Which is exactly what they did.

Agree.

They have developed a general modus operandi that basically involves maximising known experimental confounders for this type of research, making sure objective measures are not used properly or at all, arbitrarily tweaking statistical thresholds to ensure the confounder effect exceeds significance but the control or competing therapy arms don't, declaring the resulting numbers to be beneficial therapeutic effects, and indulging in the most ludicrous twisting of words to mean anything they want – e.g. 'recovery'.
 
Presumably, like true scientists, they were asking this question to seek to refute the supposition that a full recovery after CBT for CFS is not possible.
 
When I initially read this I thought that the SIP8 criterion <=203 was part of the definition of full recovery. However looking back on it again I think maybe it is not included (and that if it was used the figure for full recovery might be lower).

If one looks at the group of those with comorbidities in Table 4., "No disabilities in all domains" = 9%. However, "Combining criteria of fatigue, disabilities and perception of health and fatigue" = 12%. This latter figure should really be 9% or lower if "No disabilities in all domains" is a criterion, though I suppose if there was missing data on some items, it would be possible to get an overall percentage of 12%.

If one looks at table 1, the part below the line seems to be set of criteria used for full recovery. The SIP8 part is not used there.

View attachment 1656

Similarly the text says:
Combining Fatigue, Disabilities and Perception
This comprehensive definition of recovery was operationalized by combining the cut-off scores on the CIS-fatigue, the SF-36 scales of physical functioning and social disabilities, the general health perception and the FQL.

I.e. no mention of the SIP8
What prompted me to look at this was the Twisk & Corsius paper.
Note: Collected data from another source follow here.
PR #391, opened 2025-06-20
Add QC metrics

### LINKED ISSUE #387: CV terms for QC outlier detection

The following terms relate to different methods for flagging low-quality experiments using outlier detection on QC metrics:

```
[Term]
id: MS:4000XXX
name: Run outlier score PCA distance
def: "Outlier score for MS runs based on the median Euclidean distance for each run to every other run after robust PCA transformation of the QC metrics for all runs." [doi:10.1021/ac4034455, PSI:MS]
MS:4000005 ! table
relationship: has_metric_category MS:4000013 ! multiple runs based metric
relationship: has_column MS:4000086 ! mzQC input reference
relationship: has_column OBI:0200114 ! euclidean distance calculation

[Term]
id: MS:4000XXX
name: Run outlier score LoOP
def: "Outlier score for MS runs based on the local outlier probabilities (LoOP) algorithm applied to QC metrics from all runs." [doi:10.1021/acs.jproteome.6b00028, PSI:MS]
MS:4000005 ! table
relationship: has_metric_category MS:4000013 ! multiple runs based metric
relationship: has_column MS:4000086 ! mzQC input reference
relationship: has_column NCIT:C54154 ! Probability
```

Note that the OBI and NCIT ontologies (used for the outlier score columns) are currently not imported by the CV. But this is not necessary I think?.

bittremieux:
Fixes #387 and #388.

### DIFF
--- a/psi-ms.obo
+++ b/psi-ms.obo
@@ -1,7 +1,7 @@
 format-version: 1.2
-data-version: 4.1.195
-date: 11:06:2025 21:31
-saved-by: David Cox
+data-version: 4.1.198
+date: 25:07:2025 21:40
+saved-by: Wout Bittremieux
 default-namespace: MS
 namespace-id-rule: * MS:$sequence(7,0,9999999)$
 namespace-id-rule: * PEFF:$sequence(7,0,9999999)$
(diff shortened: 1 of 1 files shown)


bittremieux:
Yes, these metrics are complete.

psi-ms.obo
```diff
@@ -24760,6 +24760,156 @@ relationship: has_units UO:0000191 ! fraction
...
+
+[Term]
+id: MS:4000194
+name: DIA isolation window count
+def: "The number of distinct DIA isolation windows (i.e. sharing the same low m/z boundary, high m/z boundary, and ion mobility parameters)." [PSI:MS]
+is_a: MS:4000003 ! single value
+relationship: has_metric_category MS:4000009 ! ID free metric
+relationship: has_metric_category MS:4000012 ! single run based metric
+relationship: has_metric_category MS:4000022 ! MS2 metric
+relationship: has_metric_category MS:1000792 ! isolation window attribute
```
mobiusklein, line 24827: This is distinct from `is_a: MS:1000792` so it is not legal to use in an actual isolation window? This is purely curiosity.

bittremieux: It's intended as a QC metric, so the relationship is just meant to add some more semantics. I didn't think about a use case for having it as an attribute for an actual isolation window as well. But I'm not sure it makes that much sense, because this is aggregated information across all isolation windows, rather than a property of a single isolation window.

edeutsch (approved):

They seem to say different things at different stages.

*j The SIP 8 score was not included in “the most comprehensive definition of recovery”.

If percentiles of representative populations were employed to define ‘normal values’ and the SIP 8 score was included in the “the most comprehensive definition of recovery” the ‘recovery rate’ based
on the subjective measures used would drop dramatically.
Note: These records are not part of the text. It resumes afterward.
PR #402, opened 2025-09-05
add MS instruments from MetaboLights, MetabolomicsWorkbench, GNPS and Instrument Vendor contacts

jonathan-hunter:
Hi all,

Please consider these additional MS instruments comprised of new unique instruments taken from MetaboLights, Metabolomics Workbench, GNPS and communications with instrument vendor representatives.

Best wishes,

Jonathan Hunter
Scientific Database Curator, Metabolomics, EMBL-EBI

### DIFF
--- a/psi-ms.obo
+++ b/psi-ms.obo
@@ -23635,6 +23635,12 @@ def: "Shimadzu GCMS-TQ 8050 gas chromatograph - triple quadrupole mass spectrome
 is_a: MS:1000603 ! Shimadzu Scientific Instruments instrument model
 
 [Term]
+id: MS:1003576
+name: all ions fragmentation DIA alignment
+def: "Associating of product ions with the precursor from which they are derived, by comparing retention time and, where appropriate, ion mobility peaks." [PSI:MS]
+is_a: MS:1000543 ! data processing action
+
+[Term]
 id: MS:4000000
 name: PSI-MS CV Quality Control Vocabulary
 def: "PSI Quality Control controlled vocabulary term." [PSI:MS]
@@ -25774,7 +25780,7 @@ relationship: has_relation MS:4000103 ! number of identified quantification data
 
 [Term]
 id: MS:4000209
-name: peptide spectrum matches charges fractions 
+name: peptide spectrum matches charges fractions
 def: "The fraction of filtered peptide spectrum matches (PSMs) within the run for each specified charge state. The fractions [0,1] are given in the 'fraction' column, corresponding charges in the 'charge state' column. The highest charge state is to be interpreted as that charge state or higher. The numbers here are recorded after any filtering for PSM level quality (e.g. FDR filtering)." [PSI:MS]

Most comprehensive definition of recovery *n: CIS F ≤27 (“level of fatigue comparable to healthy people”), SF-36 PF ≥80 (“no physical disability”), SF-36 SF ≥75 (“no social disability”), SF-36 GH ≥65 (“normal health perception”), and number of factors of the FQL scoring negative =0 (“no negative perception of fatigue”)

but
Using ‘more strict’ criteria for recovery (CIS F ≤27, SIP8 ≤203, SF-36 SF-36 PF ≥80, SF-36 Social Functioning subscore ≥75, SF-36 General Health subscore ≥65, and no factors scoring negative on the Fatigue Quality List), the recovery rate drops to 23%. However, even “the most comprehensive definition of recovery” isn’t based on stringent criteria. Curiously, the SIP 8 score, used as a criterion to select patients (caseness) in this study [35] and other trials [7], isn’t included in these two definitions of recovery.